Look for "config" in each line of the entries, and return the matching lines.

(SUPPLIED DATA Opens)

PR #584, opened 2021-02-13
Adding a parameter to control the update behaviour of face bounding boxes from previous predictions on face-landmarks-detection

lmiguelmh:
Added `boundingBoxUpdateRoiIouThreshold` param to the load model function, which allows to decide how much does face detector bounding boxes overlap to be updated. This means that the model could be feed with images of different sizes and still work without needing to [force the model to invalidate the cache of face bounding boxes](https://github.com/tensorflow/tfjs/issues/4668#issue-805720307).

This change was suggested on the issue: [face-landmarks-detection model caching bounding boxes from previous predictions](https://github.com/tensorflow/tfjs/issues/4668). The local tests were successful as can be seen on these images used on the original issue: [facelandmarks-detection wrong when image dimensions change](https://github.com/tensorflow/tfjs/issues/4131).

```
    model = await faceLandmarksDetection.load(
      faceLandmarksDetection.SupportedPackages.mediapipeFacemesh,
      {
        maxContinuousChecks: 0,
        boundingBoxUpdateRoiIouThreshold: 1.0,  // update *all* face bounding boxes
      }
    );
    ...
    let predictions = await model.estimateFaces({
        input: imageAsTensor3D
      }
    );
    // draw landmarks and immediately predict another image of different size
    ...
    let predictions2 = await model.estimateFaces({
        input: image2AsTensor3D
      }
    );
    // draw landmarks
```

image

And this will be the result if using the default value of `0.25` for `boundingBoxUpdateRoiIouThreshold`:

image

**Note**. The build for face-landmarks-detection will fail in this branch because it depends on a published version of blazeface, which does not have modelUrl parameter yet.

### DIFF
--- a/face-landmarks-detection/src/index.ts
+++ b/face-landmarks-detection/src/index.ts
@@ -47,6 +47,8 @@ export enum SupportedPackages {
  * Defaults to 0.3.
  *  - `scoreThreshold` A threshold for deciding when to remove boxes based
  * on score in non-maximum suppression. Defaults to 0.75.
+ *  - `boundingBoxUpdateRoiIouThreshold` A threshold to decide how much does
+ *  face detector bounding boxes overlap to be updated. Defaults to 0.25.
  *  - `shouldLoadIrisModel` Whether to also load the iris detection model.
  * Defaults to true.
  */
--- a/face-landmarks-detection/src/mediapipe-facemesh/index.ts
+++ b/face-landmarks-detection/src/mediapipe-facemesh/index.ts
@@ -100,6 +100,8 @@ export type AnnotatedPrediction =
  * Defaults to 0.3.
  *  - `scoreThreshold` A threshold for deciding when to remove boxes based
  * on score in non-maximum suppression. Defaults to 0.75.
+ *  - `boundingBoxUpdateRoiIouThreshold` A threshold to decide how much does
+ *  face detector bounding boxes overlap to be updated. Defaults to 0.25.
  *  - `shouldLoadIrisModel` Whether to also load the iris detection model.
  * Defaults to true.
  *  - `modelUrl` Optional param for specifying a custom facemesh model url or
@@ -115,6 +117,7 @@ export async function load(config: {
   maxFaces?: number,
   iouThreshold?: number,
   scoreThreshold?: number,
+  boundingBoxUpdateRoiIouThreshold?: number,
   shouldLoadIrisModel?: boolean,
   modelUrl?: string|tf.io.IOHandler,
   detectorModelUrl?: string|tf.io.IOHandler,
@@ -126,6 +129,7 @@ export async function load(config: {
     maxFaces = 10,
     iouThreshold = 0.3,
     scoreThreshold = 0.75,
+    boundingBoxUpdateRoiIouThreshold = 0.25,
     shouldLoadIrisModel = true,
     modelUrl,
     detectorModelUrl,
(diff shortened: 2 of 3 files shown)


lmiguelmh:
@googlebot I signed it!

mattsoulanille:
Thanks @lmiguelmh for the PR! The bug this PR fixes is spread across a few issues, so I've summarized (my understanding of) it below.

In the face landmarks predictor, [regions of interest](https://github.com/tensorflow/tfjs-models/blob/master/face-landmarks-detection/src/mediapipe-facemesh/pipeline.ts#L114) determine where the predictor predicts face landmarks. Regions of interest are bounding boxes generated by Blazeface or by a prior run of the mesh / landmarks model. 

The first time the predictor is run, it needs to generate the regions of interest (bounding boxes around potential faces). It does so [by running Blazeface](https://github.com/tensorflow/tfjs-models/blob/master/face-landmarks-detection/src/mediapipe-facemesh/pipeline.ts#L254-L256) to detect faces and find bounding boxes for them. Then, it [runs the landmarks / mesh model on these bounding boxes](https://github.com/tensorflow/tfjs-models/blob/master/face-landmarks-detection/src/mediapipe-facemesh/pipeline.ts#L339-L341) to predict face landmarks. **It then [updates the positions of the (blazeface-generated) bounding boxes](https://github.com/tensorflow/tfjs-models/blob/master/face-landmarks-detection/src/mediapipe-facemesh/pipeline.ts#L411-L414) to the positions of the predicted face landmarks.** 

On subsequent runs, if the number of runs so far without Blazeface [hasn't exceeded `maxContinuousChecks`](https://github.com/tensorflow/tfjs-models/blob/master/face-landmarks-detection/src/mediapipe-facemesh/pipeline.ts#L480) the predictor may skip running Blazeface and use the bounding boxes generated from the mesh / landmarks model in the prior run. This improves performance since we're not running Blazeface and improves accuracy since the landmarks / mesh model tends to be more accurate at face position estimation than Blazeface (and thus produces better bounding boxes). If Blazeface _is_ run, then its bounding boxes are compared to the prior run's landmarks / mesh bounding boxes. If they differ less than an amount defined by [`UPDATE_REGION_OF_INTEREST_IOU_THRESHOLD`](https://github.com/tensorflow/tfjs-models/blob/master/face-landmarks-detection/src/mediapipe-facemesh/pipeline.ts#L34), then the [landmarks / mesh bounding boxes are used instead](https://github.com/tensorflow/tfjs-models/blob/master/face-landmarks-detection/src/mediapipe-facemesh/pipeline.ts#L430), since they tend to be more accurate especially for cases where the person's head is rotated or partially out of frame.

This technique relies on frames fed to the predictor being strongly correlated, such as in a video. To support uncorrelated predictions, we provide the variable `maxContinuousChecks` which defines how many times the predictor may run without re-running Blazeface to predict bounding boxes again. Setting this to zero causes Blazeface to be run for each prediction, which is desirable when predicting on independent still frames (we don't want to use old bounding boxes from an unrelated image). This is almost correct, except **we still compare Blazeface's bounding boxes to the prior run's landmarks / mesh bounding boxes and use the landmarks / mesh bounding boxes instead if they are similar enough**. This is incorrect since we're using bounding boxes from an unrelated frame, and it causes bad predictions, [especially when image size or aspect ratio changes](https://github.com/tensorflow/tfjs/issues/4668).

This PR allows the user to pass in a value for `UPDATE_REGION_OF_INTEREST_IOU_THRESHOLD`, letting them specify how similar the prior run's bounding boxes need to be to the current run's Blazeface bounding boxes for the prior run's bounding boxes to be used instead of the Blazeface bounding boxes. Passing zero requires an exact match, effectively using Blazeface's bounding boxes each time, which fixes the above bug in the case of unrelated input images.

Narendra186:
@lmiguelmh  Why isn't this PR merged? Is there any alternate solution?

(SUPPLIED DATA Closes)

**YOUR RESPONSE**.
@@ -115,6 +117,7 @@ export async function load(config: {
@@ -126,6 +129,7 @@ export async function load(config: {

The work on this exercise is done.